PR #92, opened 2020-11-03
Fix finding gst-plugin-scanner

jonaski:


probonopd:
Thanks @jonaski. Which problem is this PR trying to solve (e.g., on which distribution it did not work correctly before)?

jonaski:
It fixes finding and setting gst-plugin-scanner on openSUSE where the executable is called gst-plugin-scanner-x86_64

probonopd:
Hi @jonaski why did you close this PR?

jonaski:
I didn't think you'd accept the PR, also I realize more work was required to make this work.
A wrapper script is required that calls the actual binary so that LD_LINUX is set like you've done in AppRun.
So I've modified the AppRun to set the GST_PLUGIN_SCANNER variable to point to a script called gst-plugin-scanner.sh instead of the actual binary, this script launches the actual gst-plugin-scanner binary.
See: https://github.com/strawberrymusicplayer/strawberry-buildbot/blob/master/config/dist/gst-plugin-scanner.sh
Do want me to open a new PR that includes this?

Strawberry also runs another binary called strawberry-tagreader internally to identify and scan tags in audio files, without it it won't recognize any local audio files, I did a similar thing for that one. After 'make install' I simply rename "strawberry-tagreader" "strawberry-tagreader-bin", then copy in a script in place with the same name (strawberry-tagreader), and it will call "strawberry-tagreader-bin". It now works on older distros too, before it failed launch strawberry-tagreader which means it wasn't able to load any local files. This is of course unique for strawberry, but maybe some example template could be included for programs that does similar things.
You can see the whole process on MakeAppImageBuilder in https://github.com/strawberrymusicplayer/strawberry-buildbot/blob/master/config/master/strawberry/builders.py
I deleted the previous builds from https://builds.strawberrymusicplayer.org/appimage/ so all the files there are working with tagreader and plugin scanner.

go-appimage seem to be the best tool at the moment, but I have to heavily modify it for everything to work.

probonopd:
> So I've modified the AppRun to set the GST_PLUGIN_SCANNER variable to point to a script called gst-plugin-scanner.sh 

Could this be done within the AppRun shell script without the need for an extra file? We should also document in the code why we are doing this.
:::
> **What you will do**: Every entry is to be transcribed exactly as it stands.

> **Task response**:
PR #92, opened 2020-11-03
Fix finding gst-plugin-scanner

jonaski:


probonopd:
Thanks @jonaski. Which problem is this PR trying to solve (e.g., on which distribution it did not work correctly before)?

jonaski:
It fixes finding and setting gst-plugin-scanner on openSUSE where the executable is called gst-plugin-scanner-x86_64

probonopd:
Hi @jonaski why did you close this PR?

jonaski:
I didn't think you'd accept the PR, also I realize more work was required to make this work.
A wrapper script is required that calls the actual binary so that LD_LINUX is set like you've done in AppRun.
So I've modified the AppRun to set the GST_PLUGIN_SCANNER variable to point to a script called gst-plugin-scanner.sh instead of the actual binary, this script launches the actual gst-plugin-scanner binary.
See: https://github.com/strawberrymusicplayer/strawberry-buildbot/blob/master/config/dist/gst-plugin-scanner.sh
Do want me to open a new PR that includes this?

Strawberry also runs another binary called strawberry-tagreader internally to identify and scan tags in audio files, without it it won't recognize any local audio files, I did a similar thing for that one. After 'make install' I simply rename "strawberry-tagreader" "strawberry-tagreader-bin", then copy in a script in place with the same name (strawberry-tagreader), and it will call "strawberry-tagreader-bin". It now works on older distros too, before it failed launch strawberry-tagreader which means it wasn't able to load any local files. This is of course unique for strawberry, but maybe some example template could be included for programs that does similar things.
You can see the whole process on MakeAppImageBuilder in https://github.com/strawberrymusicplayer/strawberry-buildbot/blob/master/config/master/strawberry/builders.py
I deleted the previous builds from https://builds.strawberrymusicplayer.org/appimage/ so all the files there are working with tagreader and plugin scanner.

go-appimage seem to be the best tool at the moment, but I have to heavily modify it for everything to work.

probonopd:
> So I've modified the AppRun to set the GST_PLUGIN_SCANNER variable to point to a script called gst-plugin-scanner.sh 

Could this be done within the AppRun shell script without the need for an extra file? We should also document in the code why we are doing this.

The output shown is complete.